● SOURCE DATA
= Beginning of Section =

PR #5, opened 2021-07-08
Prepare for alpha (0.1.0) release

justingrant:
* update version to 0.1.0
* copy recent code & test changes from original repo
* switch CI tests to run Node 14 and 16 (remove 15)
* run prettier --fix
* update dependencies
* update .gitignore

### DIFF
--- a/lib/ecmascript.mjs
+++ b/lib/ecmascript.mjs
@@ -150,6 +150,13 @@ const ES2020 = {
 
 export const ES = ObjectAssign({}, ES2020, {
   ToPositiveInteger: ToPositiveInteger,
+  ToFiniteInteger: (value) => {
+    const integer = ES.ToInteger(value);
+    if (!NumberIsFinite(integer)) {
+      throw new RangeError('infinity is out of range');
+    }
+    return integer;
+  },
   IsTemporalInstant: (item) => HasSlot(item, EPOCHNANOSECONDS) && !HasSlot(item, TIME_ZONE, CALENDAR),
   IsTemporalTimeZone: (item) => HasSlot(item, TIMEZONE_ID),
   IsTemporalCalendar: (item) => HasSlot(item, CALENDAR_ID),
--- a/lib/ecmascript.mjs
+++ b/lib/ecmascript.mjs
@@ -377,18 +377,8 @@ export const ES = ObjectAssign({}, ES2020, {
     return { years, months, weeks, days, hours, minutes, seconds, milliseconds, microseconds, nanoseconds };
   },
   ParseTemporalInstant: (isoString) => {
-    const {
-      year,
-      month,
-      day,
-      hour,
-      minute,
-      second,
-      millisecond,
-      microsecond,
-      nanosecond,
-      offset
-    } = ES.ParseTemporalInstantString(isoString);
+    const { year, month, day, hour, minute, second, millisecond, microsecond, nanosecond, offset } =
+      ES.ParseTemporalInstantString(isoString);
 
     const epochNs = ES.GetEpochFromISOParts(
       year,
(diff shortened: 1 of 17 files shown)


test/intl.mjs
```diff
@@ -600,8 +599,7 @@ describe('Intl', () => {
         });
         const withValues = getValues('with');
         const withErrorExpected =
-          withValues === RangeError ||
-          ((nodeVersion === '14' || nodeVersion === '12') && withValues.nodeBefore15 === RangeError);
+          withValues === RangeError || (nodeVersion === '12' && withValues.node12 === RangeError);
```
ptomato, line 602: Note: these we can probably eliminate if we're not supporting Node 12 anymore, but it's fine to leave as-is for now since we're just copying over the changes to the old polyfill.

test/plaintime.mjs
```diff
@@ -18,255 +18,6 @@ import * as Temporal from '@js-temporal/polyfill';
 const { PlainTime, PlainDateTime } = Temporal;
 
 describe('Time', () => {
-  describe('Structure', () => {
```
ptomato, line 21: I would suggest not porting over these removals (here and in PlainDate) — these are tests that Ms2ger converted into test262-style, but I think we should keep them in the production polyfill, at least for the time being. (The idea is that the Demitasse tests will gradually disappear from the old polyfill)

lib/ecmascript.mjs
```diff
@@ -2290,7 +2187,7 @@ export const ES = ObjectAssign({}, ES2020, {
   },
   GetIANATimeZonePreviousTransition: (epochNanoseconds, id) => {
     const lowercap = BEFORE_FIRST_DST; // 1847-01-01T00:00:00Z
-    let rightNanos = bigInt(epochNanoseconds).minus(1);
+    let rightNanos = epochNanoseconds;
```
ptomato, line 2190: Hmm, this was actually a bug that I fixed when I copied over the new polyfill, because I had already fixed it in a pull request on the old polyfill — and this change would revert it back to the old state. Maybe it somehow never got merged in the old repo? I'll investigate this.

ptomato (changes requested):
There's something I need to check out re. a bug fix in the getNextTransition/getPreviousTransition code, and I'd recommend not removing the big blocks of PlainDate/PlainTime tests, but otherwise this looks good.

lib/ecmascript.mjs
ptomato: Ugh, it's in https://github.com/tc39/proposal-temporal/pull/1370 which stalled because of the example being low priority. I had forgotten to split out the bug fix in a separate PR. Maybe we could undo these changes here for now, and then I'll work on a new PR in the proposal repo with the proper test262 tests?

test/plaintime.mjs
justingrant: Oh, OK. I just copy/pasted the test files from the old repo because there were test failures in the new repo. I can undo the deletions and just leave the test changes. This does increase the pain of syncing any changes form old=>new, but hopefully that won't be too much going fwd?

test/intl.mjs
justingrant: Yeah, I'd prefer to leave as-is for now. I'll file an issue to remove Node 12 tests at some point.

test/plaintime.mjs
ptomato: Yes, that sounds like the right thing to do.

test/intl.mjs
justingrant: Filed #6 to track

lib/ecmascript.mjs
justingrant: Your call. LMK what you'd like to do and I'll make any needed changes later this afternoon. Or you could make them. I'm easy either way.

justingrant: Oh, never mind-- I forgot we agreed in chat that you'd make these changes. Got my PRs mixed up. ;-)

ptomato: I ended up having to copy the commits in order to know exactly what should stay and what should go. It took longer, but at least I know it's correct now.

ptomato (approved):

PR #10, opened 2021-07-09
Cache Intl.DateTimeFormat to reduce memory footprint

### LINKED ISSUE #7: Reducing memory footprint by reusing Intl.DateTimeFormat instances

fer22f:
Creating Intl.DateTimeFormat instances in V8 is very slow and memory heavy. GetFormatterParts and GetCanonicalTimeZoneIdentifier are functions that are called many times when using Temporal, and they used to create new instances of Intl.DateTimeFormat for each call. In this commit, we cache them using the time zone identifier as the key.

It should be noted that doing the same to SystemTimeZone was deliberately avoided. This is due to the fact that the user's time zone may change during the execution of a program. An example is calling Temporal.now.zonedDateTimeISO() which should always output the correct time zone. This shouldn't be a problem for server-sided code which usually doesn't (or rather, shouldn't) use the time zone from the environment for calculations.

This fixes #7.

### DIFF
--- a/lib/ecmascript.mjs
+++ b/lib/ecmascript.mjs
@@ -148,6 +148,27 @@ const ES2020 = {
   Type
 };
 
+const IntlDateTimeFormatEnUsCache = new Map();
+
+function getIntlDateTimeFormatEnUsForTimeZone(timeZoneIdentifier) {
+  let instance = IntlDateTimeFormatEnUsCache.get(timeZoneIdentifier);
+  if (instance === undefined) {
+    instance = new IntlDateTimeFormat('en-us', {
+      timeZone: String(timeZoneIdentifier),
+      hour12: false,
+      era: 'short',
+      year: 'numeric',
+      month: 'numeric',
+      day: 'numeric',
+      hour: 'numeric',
+      minute: 'numeric',
+      second: 'numeric'
+    });
+    IntlDateTimeFormatEnUsCache.set(timeZoneIdentifier, instance);
+  }
+  return instance;
+}
+
 export const ES = ObjectAssign({}, ES2020, {
   ToPositiveInteger: ToPositiveInteger,
   ToFiniteInteger: (value) => {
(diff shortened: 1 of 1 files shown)


ptomato (approved):
I think @justingrant already reviewed this in the issue thread, but it looks good to me too.

Issue #4, opened 2021-07-08
How to run Test262 on this polyfill?


justingrant:
There should be a way to run Test262 tests against this polyfill, as a complement (and verification) to the existing non-Test262 tests.

Ideally, we wouldn't have to duplicate the Test262 test code from proposal-temporal. Could a script check out the latest Test262 code from proposal-temporal and run it locally against this repo?

PR #12, opened 2021-07-09
Speed up `toLocaleString` ~2.5x by reducing creation of `Intl.DateTimeFormat` instances

justingrant:
This PR speeds up `toLocaleString` and other operations that depend on the polyfilled `Intl.DateTimeFormat`. The fix was to prevent unnecessary creation of built-in `Intl.DateTimeFormat` objects, because the constructor of that built-in class is slooooooow. For more details about the underlying issue see: https://bugs.chromium.org/p/v8/issues/detail?id=6528

In local testing, speedup is about 2.5x for ZDT toLocaleString calls.  The sample code below runs in about 1800ms in the playground of the current main branch, and about 700ms in the playground of the PR branch. 

```js
(() => {
  start = Date.now();
  for (i = 0; i < 1000; i++) {
    Temporal.ZonedDateTime.from('2020-01-01[America/Los_Angeles]').toLocaleString();
  }
  total = Date.now()-start;
  console.log(`${total}ms`);
}) ()
```

### DIFF
--- a/lib/intl.mjs
+++ b/lib/intl.mjs
@@ -28,6 +28,8 @@ const ORIGINAL = Symbol('original');
 const TZ_RESOLVED = Symbol('timezone');
 const TZ_GIVEN = Symbol('timezone-id-given');
 const CAL_ID = Symbol('calendar-id');
+const LOCALE = Symbol('locale');
+const OPTIONS = Symbol('options');
 
 const descriptor = (value) => {
   return {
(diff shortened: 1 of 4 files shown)


lib/intl.mjs
```diff
@@ -41,21 +43,44 @@ const descriptor = (value) => {
...
+      obj[prop] = val;
+    }
+  } else if (typeof val === 'function') {
+    val = new IntlDateTimeFormat(obj[LOCALE], val(obj[OPTIONS]));
+    obj[prop] = val;
+  }
+  return val;
+}
+
+export function DateTimeFormat(locale, options) {
```
Ms2ger, line 64:
```suggestion
export function DateTimeFormat(locale = undefined, options = {}) {
```

Ms2ger (approved):

lib/intl.mjs
justingrant: Why is this change better? I'm not opposed, just wondering.

Ms2ger: It affects `DurationFormat.length`, which should be zero because the arguments are marked as optional in the spec

ryzokuken: s/`DurationFormat`/`DateTimeFormat`

lib/intl.mjs
```diff
@@ -41,21 +43,44 @@ const descriptor = (value) => {
 const IntlDateTimeFormat = globalThis.Intl.DateTimeFormat;
 const ObjectAssign = Object.assign;
 
-export function DateTimeFormat(locale = IntlDateTimeFormat().resolvedOptions().locale, options = {}) {
+// Construction of  built-in Intl.DateTimeFormat objects is sloooooow,
+// so we'll only create those instances when we need them.
+// See https://bugs.chromium.org/p/v8/issues/detail?id=6528
+function getPropLazy(obj, prop) {
+  let val = obj[prop];
+  if (prop === TZ_RESOLVED) {
```
ptomato, line 51: I'd probably split this part into a separate `getResolvedTimeZoneLazy()` function, so that we have two lazy property retrieval functions that have clear input and return types. That will probably help when converting the code to TypeScript.

ptomato (approved):
Thanks, this looks good!

lib/intl.mjs
justingrant: Ahhh, makes sense. What's funny is that I was waiting to send the equivalent PR to proposal-temporal until this one was approved... but the Test262 tests would have caught the problem over there. Any got ideas (see #4) for easily running Test262 against this repo? Each time I think I understand ECMAScript, I log onto this website and am reminded that I am still a padawan. 

My latest commit fixes the problem you found above, but while fixing it I found another problem: I wasn't fully protecting against the caller mutating `options` because I was only shallow-cloning it, so if someone did a wacky thing like {month: {toString: . Also I wasn't converting the `locale` param into a primitive to guard against later mutation. 

Working on a fix for that problem now.

lib/intl.mjs
justingrant: Good idea. Done.

lib/intl.mjs
```diff
@@ -41,21 +43,44 @@ const descriptor = (value) => {
...
+    obj[prop] = val;
+  }
+  return val;
+}
+
+export function DateTimeFormat(locale = undefined, options = {}) {
   if (!(this instanceof DateTimeFormat)) return new DateTimeFormat(locale, options);
+  const original = new IntlDateTimeFormat(locale, options);
+  const ro = original.resolvedOptions();
+  options = typeof options === 'undefined' ? {} : ObjectAssign({}, options);
```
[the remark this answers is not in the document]
justingrant: Yep, I made exactly this change in my latest checkin.  I also realized that shallow-cloning of `options` was not enough, because if `options` property values or `locale` were not primitives, then they could also be mutated by the caller before lazy-init happens. Take a look at my last checkin and let me know if the hacky JSON-based deep clone is sufficient.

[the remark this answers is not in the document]
justingrant: I also added tests to verify that mutating constructor inputs after the constructor returns won't break anything.

Still not sure that using a JSON round-trip is the right way to deep-clone these inputs.

lib/intl.mjs
```diff
@@ -41,21 +43,60 @@ const descriptor = (value) => {
...
+function getResolvedTimeZoneLazy(obj) {
+  let val = obj[TZ_RESOLVED];
+  if (typeof val === 'string') {
+    val = new TimeZone(val);
+    obj[TZ_RESOLVED] = val;
+  }
+  return val;
+}
+
+function deepClone(val) {
```
ptomato, line 67: Would it be possible to avoid the deep cloning altogether, and store `ro` instead of `options` for lazily creating new instances? (and use `ro.locale` as the locale?)

I ask because either deep- or shallow-cloning the object is going to be very tricky to do while matching the observable behaviour in [ToDateTimeOptions](https://tc39.es/ecma402/#sec-todatetimeoptions). But it seems like no matter whether we create a DateTimeFormat with the originally-given or the resolved options/locale, it should have the same result.

ptomato (commented):
Similarly to you, I am feeling a bit iffy about the deep-cloning, but maybe it can be avoided altogether?

lib/intl.mjs
justingrant: @ryzokuken @sffc - @ptomato's idea above sounds like a good one. Will there be any difference in behavior between `i1` and `i2` below?

```js
i1 = new DateTimeFormat(locale, options);
ro = i1.resolvedOptions();
i2 = new DateTimeFormat(ro.locale, ro);
```

justingrant: Update: using `resolvedOptions()` output to replace `options` didn't work, because the polyfill adds additional options if the user's options don't contain unit options like `year` or `hour`. 

What *does* seem to work is a small variation of this approach: clone `resolvedOptions()`and delete all properties that weren't present in the original options object.

@ptomato - take a look at my latest commit and LMK if you think this is a promising approach.

lib/intl.mjs
```diff
@@ -41,21 +43,64 @@ const descriptor = (value) => {
...
+  // that will be coerced to strings), we rely on `resolvedOptions()` to do the
+  // coercion and cloning for us. Unfortunately, we can't just use the resolved
+  // options as-is because our options-amending logic adds additional fields if
+  // the user doesn't supply any unit fields like year, month, day, hour, etc.
+  // Therefore, we limit the properties in the clone to properties that were
+  // present in the original input.
+  if (typeof options !== 'undefined') {
+    const clonedOptions = ObjectAssign({}, ro);
+    for (const prop in clonedOptions) {
+      if (typeof options[prop] === 'undefined') delete clonedOptions[prop];
```
ptomato, line 87: I would use `ES.HasOwnProperty()` here, to avoid calling getters a second time. That will still not quite be spec-compliant, since Proxy objects would be able to observe the HasProperty operation, but it's probably fine. Although that might mean we shouldn't backport this to proposal-temporal.

ptomato (approved):
I think this solution is good, though maybe one of the Intl folks could chip in?

lib/intl.mjs
justingrant: > I would use `ES.HasOwnProperty()` here, to avoid calling getters a second time. That will still not quite be spec-compliant, since Proxy objects would be able to observe the HasProperty operation, but it's probably fine. Although that might mean we shouldn't backport this to proposal-temporal.

@ptomato I looked at the current polyfill code and I think that it has the multi-getter-call problem too. Look at the `amend` function.  I don't think the current polyfill has the Proxy problem because it `ObjectAssign`s the options object before doing anything with it.

Anyway, I just pushed a new commit that does the options cloning (like the old polyfill) before reading, and also uses `ES.HasOwnProperty()` to avoid making the proxy problem any worse than it already is. I'll leave it for someone else to fix `amend` later.  Is this OK?

Also, I think this should be safe for back-porting because it doesn't make the current polyfill worse. What do you think?

LMK if you (or @ryzokuken @sffc) have any ideas how to improve this further.

Ms2ger: Yeah, I was planning to take a look at the handling in the spec polyfill at some point. I guess we can accept this as "don't pass silly arguments" here, though.

justingrant:
I think this PR is ready to merge, but I'm going to hold off on merging it for a day or so so that we can port and merge the now=>Now rename (see https://github.com/tc39/proposal-temporal/pull/1645) first.  As soon as that's merged in the old repo, I'll prepare a port of it for this repo.

PR #14, opened 2021-07-12
Fix division issues caught by tsc in RoundDuration.

12wrigja:
While migrating the source of the polyfill to TypeScript, tsc caught cases where native math operations were being used on big-integer polyfill objects as if they were native BigInts or numbers (`The left-hand side of an arithmetic operation must be of type 'any', 'number', 'bigint' or an enum type.ts(2362)`).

= End of Section =

● TASK TO COMPLETE
Please report every line in the entries above that holds the string "output".

● SOLUTION FOR THIS TASK
It should be noted that doing the same to SystemTimeZone was deliberately avoided. This is due to the fact that the user's time zone may change during the execution of a program. An example is calling Temporal.now.zonedDateTimeISO() which should always output the correct time zone. This shouldn't be a problem for server-sided code which usually doesn't (or rather, shouldn't) use the time zone from the environment for calculations.
justingrant: Update: using `resolvedOptions()` output to replace `options` didn't work, because the polyfill adds additional options if the user's options don't contain unit options like `year` or `hour`. 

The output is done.